RECORDS SHOWN:
PR #13, opened 2022-11-15
Fix: prevent generation of Upload URL (Sas Token) when the SR is not DRAFT [SFEQS-1124]

lucacavallaro:
#### List of Changes

1. Add a "guard" in the `getUploadUrl` use case that checks the status of the `Signature Request`

#### Motivation and Context

The Issuer should not upload new files after the SR is marked as `READY`

#### Types of changes

- [ ] Chore (nothing changes by a user perspective)
- [x] Bug fix (non-breaking change which fixes an issue)
- [ ] New feature (non-breaking change which adds functionality)

#### Checklist:

### DIFF
--- a/apps/io-func-sign-issuer/src/app/use-cases/get-upload-url.ts
+++ b/apps/io-func-sign-issuer/src/app/use-cases/get-upload-url.ts
@@ -1,4 +1,5 @@
 import { Document } from "@internal/io-sign/document";
+import { ActionNotAllowedError } from "@internal/io-sign/error";
 import { pipe } from "fp-ts/lib/function";
 import * as TE from "fp-ts/lib/TaskEither";
 import { SignatureRequest } from "../../signature-request";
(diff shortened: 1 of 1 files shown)


grausof (approved):
LGTM

apps/io-func-sign-issuer/src/app/use-cases/get-upload-url.ts
```diff
@@ -19,8 +20,14 @@ export const makeGetUploadUrl =
   ({ signatureRequest, documentId }: GetUploadUrlPayload) =>
     pipe(
       signatureRequest,
-      newUploadMetadata(documentId),
-      TE.fromEither,
+      TE.fromPredicate(
+        (req) => req.status === "DRAFT",
```
gunzip, line 24: Another way to do this is to have a dedicated type (`ReadySignatureRequest`) and take it as input.
In this way this you cannot call `GetUploadUrl` with a wrong signature request. 

You probably want this at the API level (openapi.yaml) creating a base type / schema `SignatureRequestBase` without the `status` property. Then several different types for each status 
using `allOf`.

In this way you obtain validation for free (it comes from the OpenAPI expected payload).

What about it?

lucacavallaro: We tried that way (you can see the history of the OpenAPI spec in the old repository), but that "tagged union" approach didn't work well with our code-gen tool :( 

But for sure we can split the domain structure of the SR, as it is the layer involved in this specific scenario! 

I'll note it for future improvement!

lucacavallaro: We already tried the "tagged union" approach at the API level (with separate SR states etc.), but didn't work well with our code-gen tool. 

So, for now, we rolled back to the “flat structure” approach, which is not type-safe, but easier to use.

Regarding the domain level, I think we have to improve the current structure, but it is not required for the changes introduced with this PR.

PR #16, opened 2022-11-16
Add workflow to label automatically the PR based on the changed package

lucacavallaro:
#### List of Changes

1. Add a new `GitHub Workflow`, `.github/workflows/label.yml` (https://github.com/actions/labeler)


gunzip (approved):

.github/labeler.yaml
```diff
@@ -0,0 +1,4 @@
+io-func-sign-issuer: apps/io-func-sign-issuer/**/*
```
gunzip, line 1: it looks like the action is looking for labeler.yml (not labeler.yaml)

lucacavallaro: great! where you found out?

gunzip: in the action output

lucacavallaro: 🤦 🤦 🤦

PR #19, opened 2022-11-23
fix: [SFEQS-1161] fix lint tasks in package.json

gunzip:


lucacavallaro:
what is the purpose of this change?

gunzip:
@lucacavallaro if you don't enclose the glob pattern into quotes shell expansion take place and the task fail if you have excluded directories that are subdir of src

lucacavallaro (approved):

THE PROBLEM: Output the records exactly, so that each line matches what was given.

ANSWER SPACE:
PR #13, opened 2022-11-15
Fix: prevent generation of Upload URL (Sas Token) when the SR is not DRAFT [SFEQS-1124]

lucacavallaro:
#### List of Changes

1. Add a "guard" in the `getUploadUrl` use case that checks the status of the `Signature Request`

#### Motivation and Context

The Issuer should not upload new files after the SR is marked as `READY`

#### Types of changes

- [ ] Chore (nothing changes by a user perspective)
- [x] Bug fix (non-breaking change which fixes an issue)
- [ ] New feature (non-breaking change which adds functionality)

#### Checklist:

### DIFF
--- a/apps/io-func-sign-issuer/src/app/use-cases/get-upload-url.ts
+++ b/apps/io-func-sign-issuer/src/app/use-cases/get-upload-url.ts
@@ -1,4 +1,5 @@
 import { Document } from "@internal/io-sign/document";
+import { ActionNotAllowedError } from "@internal/io-sign/error";
 import { pipe } from "fp-ts/lib/function";
 import * as TE from "fp-ts/lib/TaskEither";
 import { SignatureRequest } from "../../signature-request";
(diff shortened: 1 of 1 files shown)


grausof (approved):
LGTM

apps/io-func-sign-issuer/src/app/use-cases/get-upload-url.ts
```diff
@@ -19,8 +20,14 @@ export const makeGetUploadUrl =
   ({ signatureRequest, documentId }: GetUploadUrlPayload) =>
     pipe(
       signatureRequest,
-      newUploadMetadata(documentId),
-      TE.fromEither,
+      TE.fromPredicate(
+        (req) => req.status === "DRAFT",
```
gunzip, line 24: Another way to do this is to have a dedicated type (`ReadySignatureRequest`) and take it as input.
In this way this you cannot call `GetUploadUrl` with a wrong signature request. 

You probably want this at the API level (openapi.yaml) creating a base type / schema `SignatureRequestBase` without the `status` property. Then several different types for each status 
using `allOf`.

In this way you obtain validation for free (it comes from the OpenAPI expected payload).

What about it?

lucacavallaro: We tried that way (you can see the history of the OpenAPI spec in the old repository), but that "tagged union" approach didn't work well with our code-gen tool :( 

But for sure we can split the domain structure of the SR, as it is the layer involved in this specific scenario! 

I'll note it for future improvement!

lucacavallaro: We already tried the "tagged union" approach at the API level (with separate SR states etc.), but didn't work well with our code-gen tool. 

So, for now, we rolled back to the “flat structure” approach, which is not type-safe, but easier to use.

Regarding the domain level, I think we have to improve the current structure, but it is not required for the changes introduced with this PR.

PR #16, opened 2022-11-16
Add workflow to label automatically the PR based on the changed package

lucacavallaro:
#### List of Changes

1. Add a new `GitHub Workflow`, `.github/workflows/label.yml` (https://github.com/actions/labeler)


gunzip (approved):

.github/labeler.yaml
```diff
@@ -0,0 +1,4 @@
+io-func-sign-issuer: apps/io-func-sign-issuer/**/*
```
gunzip, line 1: it looks like the action is looking for labeler.yml (not labeler.yaml)

lucacavallaro: great! where you found out?

gunzip: in the action output

lucacavallaro: 🤦 🤦 🤦

PR #19, opened 2022-11-23
fix: [SFEQS-1161] fix lint tasks in package.json

gunzip:


lucacavallaro:
what is the purpose of this change?

gunzip:
@lucacavallaro if you don't enclose the glob pattern into quotes shell expansion take place and the task fail if you have excluded directories that are subdir of src

lucacavallaro (approved):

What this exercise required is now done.